Rilonacept, an inhibitor of the protein interleukin-1 (IL-1), significantly reduced acute gout flares that occur when initiating uric acid-lowering therapy, a phase II clinical trial found.
Results of the trial—the first placebo-controlled study investigating IL-1 targeted therapy in prevention of gout flares—show rilonacept to be generally well tolerated with no serious infections or treatment-related serious adverse events reported. Full findings are published in Arthritis & Rheumatism
, a journal of the American College of Rheumatology (ACR).
Patients with gout—a type of inflammatory arthritis caused by the crystallization of urates in soft tissues—experience severe pain and swelling, often affecting the feet. A recent study also published in Arthritis & Rheumatism reported that doctor-diagnosed gout has risen over the past twenty years and now affects 8.3 million individuals in the U.S. Previous research shows that while gout attacks typically resolve spontaneously over several days, urate crystals remain in the joint, which can lead to recurrent attacks and if left untreated may permanently damage joints.
"To reduce deposits of crystals in the joints, we advise patients to initiate treatment with medications that lower levels of uric acid in the blood," said lead investigator Dr. H. Ralph Schumacher, Jr., Professor of Medicine at the University of Pennsylvania School of Medicine. The authors explain that in the early months of urate-lowering therapy, as crystal deposits are broken up, patients may experience gout attacks that are proposed to be due to the release of crystals from softened deposits. These urate crystals interact with cells that release interleukin-1 (IL-1) which can lead to a cascade of inflammation and acute joint pain flares.

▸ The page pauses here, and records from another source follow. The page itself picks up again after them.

PR #849, opened 2019-08-11
uefi-troubleshooting.md: Remove <R4.0 content

awokd:
and a couple other misc edits

### DIFF
--- a/user/advanced-configuration/uefi-troubleshooting.md
+++ b/user/advanced-configuration/uefi-troubleshooting.md
@@ -14,7 +14,7 @@ If you've installed successfully in legacy mode but had to change some kernel pa
 
 **Change the xen configuration on a USB media**
 01. Attach the usb disk, mount the EFI partition (second partition available on the disk) 
-02. Edit your xen config (`xen.cfg/BOOTX64.cfg`) changing the `kernel` key to add your kernel parameters on the boot entry of your choice
+02. With `sudo`, edit your xen config (`EFI/BOOT/BOOTX64.cfg`) changing the `kernel` key to add your kernel parameters on the boot entry of your choice
 03. Install using your modified boot entry
 
 **Change xen configuration directly in an iso image**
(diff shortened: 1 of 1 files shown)


user/advanced-configuration/uefi-troubleshooting.md
```diff
@@ -14,7 +14,7 @@ If you've installed successfully in legacy mode but had to change some kernel pa
 
 **Change the xen configuration on a USB media**
 01. Attach the usb disk, mount the EFI partition (second partition available on the disk) 
-02. Edit your xen config (`xen.cfg/BOOTX64.cfg`) changing the `kernel` key to add your kernel parameters on the boot entry of your choice
+02. With `sudo`, edit your xen config (`EFI/BOOT/BOOTX64.cfg`) changing the `kernel` key to add your kernel parameters on the boot entry of your choice
```
marmarek: I think I see what you meant, but the first impression is "how to use sudo as an editor".

user/advanced-configuration/uefi-troubleshooting.md
```diff
@@ -25,77 +25,6 @@ If you've installed successfully in legacy mode but had to change some kernel pa
...
-   or if you're installing 3.2 execute:
-   
-        sed -i -e 's/^options=.*/\0 efi=attr=uc/' /mnt/sysimage/boot/efi/EFI/qubes/xen.cfg
-
-6. Now you can reboot the system by issuing `reboot` command.
-
-* * *
-<b name="f1">1</b> If you use rEFInd, you can see 3 options regarding the USB installer. Choose "Fallback Boot Loader" to enter the GRUB menu. [↩](#a1-1) [↩](#a1-2)
-
-
```
marmarek: Those two entries do apply to R4.0 too. The only difference is how to add Xen parameters (there is no grub on efi) - the way described above those two points (by editing config file).

awokd: Aren't `mapbs=1`, `noexitboot=1`, and `efi=attr=uc` all enabled by default in the R4.0 installer?

marmarek: They are on the installer, but not on installed system. If your system require them, you can still boot the installer as kind of rescue image (or do that just after installation, if you know that beforehand) and add them to the target /boot/efi

awokd: I see. I'd like to move them after the installer boot troubleshooting sections then, and make them generic. I'll start over with a different pull.

PR #847, opened 2019-08-08
[WIP] Rewrite qrexec documentation (Phase 1)

pierwill:
Greetings! :wave:

I'm embarking on a project to address the qrexec docs in response to

- https://github.com/QubesOS/qubes-issues/issues/1392;
- Qubes Google Season of Docs project idea (https://www.qubes-os.org/gsod/#rewrite-qrexec-documentation); and
- the need for this work identified by the SecureDrop team (@eloquence, @redshiftzero).

I'm opening this PR as a way to track my progress, share my work, and discuss the technical specifics of qrexec with the Qubes and SD teams. Hopefully people find this work useful!

PR #852, opened 2019-08-21
Update qrexec keyword characters

pierwill:
Per [QSB #38](https://github.com/QubesOS/qubes-secpack/blob/master/QSBs/qsb-038-2018.txt), this updates several (but not all) qrexec keywords in the docs to use the `@` character. Updating keywords in the qrexec docs themselves is being handled in the ongoing rewrite (see https://github.com/QubesOS/qubes-doc/pull/847).


marmarek:
Since we still use `$` in multiple places IMO it's worth add a note about deprecated `$` syntax. At least in rpc-policy.md.

pierwill:
Added a commit with a note in rpc-policy.md.

PR #853, opened 2019-08-24
uefi-troubleshooting.md: re-org and update

awokd:


awokd:
Is the note about rEFInd still relevant?

awokd:
> Is the note about rEFInd still relevant?

Don't believe so, so am deleting.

Previous research has found that acute gout attacks brought on by uric acid-lowering therapy may make patients less likely to continue treatment. "Well tolerated drugs that reduce the risk of gout flares when initiating uric-acid lowering therapy could make patients more likely to continue important long-term treatments that control gout," added Dr. Schumacher.
Rilonacept—marketed under the brand name ARCALYST® to treat another disease—is designed to neutralize the protein IL-1 before it produces signals that can trigger inflammation. Thus, researchers looked to test the effectiveness of rilonacept in preventing gout flares and enrolled 83 patients at 27 study centers across the U.S. for a phase II clinical trial. Participants were 18 years of age or older and had gout, including a history of two or more gout flares within the prior year, as well as elevated blood levels of uric acid. Participants were randomized in a double blind fashion, with 41 administered rilonacept via subcutaneous injection (a double dose [320 mg], followed by (160 mg weekly for 16 weeks) and 42 administered weekly placebo. All patients were started on allopurinol (300mg/day) to reduce uric acid levels.
Trial results revealed a significantly lower number of gout flares in participants taking rilonacept with only 6 flares in the rilonacept arm compared with 33 in the placebo group. Researchers also observed fewer flares in patients treated with rilonacept as early as four weeks following the start of therapy. At the 12-week study point, only 15% of patients taking rilonacept had experienced gout flares compared to 45% of those in the placebo group. No deaths or serious infections occurred in either group. Common adverse events included infections reported in 15% of the rilonacept group compared with 26% with the placebo.
"This trial provides well-controlled evidence that this IL-1 blocker is effective in preventing acute gout flares in this setting," confirmed Dr. Schumacher. "Rilonacept appears safe and well tolerated and could increase patient adherence to long-term urate-lowering therapy." The authors recommend further evaluation of rilonacept in patients with gout.